Inspector General of the General Inspectorate
- Incumbent
- Assumed office 6 February 2026
- Preceded by: Shkëlqim Hajdari

Member of the Albanian Parliament
- In office 10 September 2021 – 8 July 2025
- Constituency: Elbasan County

Member of the Albanian Parliament
- In office 2 September 2005 – 25 May 2013
- Constituency: Elbasan County (2009–2013) Peqin (2005–2009)

Personal details
- Born: 14 March 1969 (age 57) Peqin, PR Albania
- Party: Independent
- Other political affiliations: Democratic Party of Albania (2005–2025)
- Spouse: Elida Magani Sula ​(m. 1994)​
- Children: Paola Sula and Silvio Sula
- Parent(s): Riza Sula and Refije Sula
- Alma mater: University of Tirana
- Signature: Dashnor Sula's signature

= Dashnor Sula =

Albanian politician

Dashnor Sula (born 14 March 1969) is an Albanian politician and jurist who has served as Inspector General of the General Inspectorate of Albania since 6 February 2026. He previously served as a member of the Assembly of Albania from 2005 to 2013 and again from 2021 to 2025, representing Elbasan County.
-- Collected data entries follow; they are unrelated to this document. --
PR #97, opened 2017-01-17
Increase the maximum number of vCPUs to 64

### LINKED ISSUE #96: Allow more than 16 vCPUs
Currently <https://github.com/docker/hyperkit/blob/master/src/include/xhyve/vmm/vmm_common.h#L33> restricts the maximum number of vCPUs to 16. For compute-heavy workloads, this arbitrary restriction may be undesirable (see docker/for-mac#1144). This number is mainly used to size static arrays but, as @ijc25 notes, there may be work checking that ACPI tables are set up correctly to offer enough cores correctly.

rneugeba:
Increase the MADT size accordingly. Add a compile time
check to make sure the MADT doesn't overflow into the FADT.

resolves #96

### DIFF
--- a/src/include/xhyve/vmm/vmm_common.h
+++ b/src/include/xhyve/vmm/vmm_common.h
@@ -30,7 +30,7 @@
 
 #include <stdint.h>
 
-#define	VM_MAXCPU 16 /* maximum virtual cpus */
+#define	VM_MAXCPU 64 /* maximum virtual cpus */
 
 enum vm_suspend_how {
 	VM_SUSPEND_NONE,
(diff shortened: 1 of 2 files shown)


ijc25:
I think the ACPI code should error out if the number of vcpus is enough to overflow the MADT. Peter [suggested he would do the same in bhyve](https://docs.freebsd.org/cgi/getmsg.cgi?fetch=130863+0+/usr/local/www/mailindex/archive/2016/freebsd-virtualization/20160918.freebsd-virtualization) so you might be able to grab a hunk of patch from upstream?

AIUI the current generation of Macs top out at 24 logical cores (2x6 physical core x2 hyperthreads each). It not implausible that the next h/w refresh will bump things past 32 (although given Skylake looks to top out at 8 threads it seems like going to exactly 32 is most plausible) maybe we should just bite the bullet and go to max=64 (with corresponding increase to MADT) while we are at it?

rneugeba:
Updated the patch to go to 64 vCPUs. Increased the MADT, updated comments and added a compile time check for the MADT size.

Also added the PR text/title to reflect the changes

ijc25:
LGTM

PR #98, opened 2017-01-20
Dump guest physical and linear address from VMCS when dumping state

ijc25:
These may or may not be valid for a particular fault but other
information which is already logged (such as the vmexit qualification)
should allow a developer to work out if the values are valid on a case
by case basis.


rneugeba:
LGTM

He was affiliated with the Democratic Party of Albania until 2025. He was affiliated with the Democratic Party of Albania until 2025.

== Early life and education ==
Dashnor Sula was born in Peqin, on 14 March 1969 to Riza Sula and Refije Sula. He was raised in Peqin and continued his studies there until he finished high school. Afterwards he moved to Tirana to continue his studies. He did his bachelor in law at the University of Tirana and his master's in criminal law.

== Career ==

- 1992-1993: Attorney at the prosecutor's office of Peqin
- 1993-1996: Attorney at the prosecutor's office of Elbasan
- 1996-1998: Attorney at the prosecutor's office of Tirana
- 1998-1998: Attorney at the prosecutor's office of Gjirokastër
- 1999-2000: Attorney at the general prosecutor's office; Supreme Court.
- 2002-2005: Attorney at the general prosecutor's office regarding organized crimes.
- 2005-2013: Member of Albanian Parliament.
- 2021–present: Member of Albanian Parliament.

== Other works ==
Dashnor Sula has also taken the lawyer licence and he still continues to practice his profession.

== Personal life ==
He has been married to Elida Magani Sula since 1994 and they have two children, Paola Sula and Silvio Sula.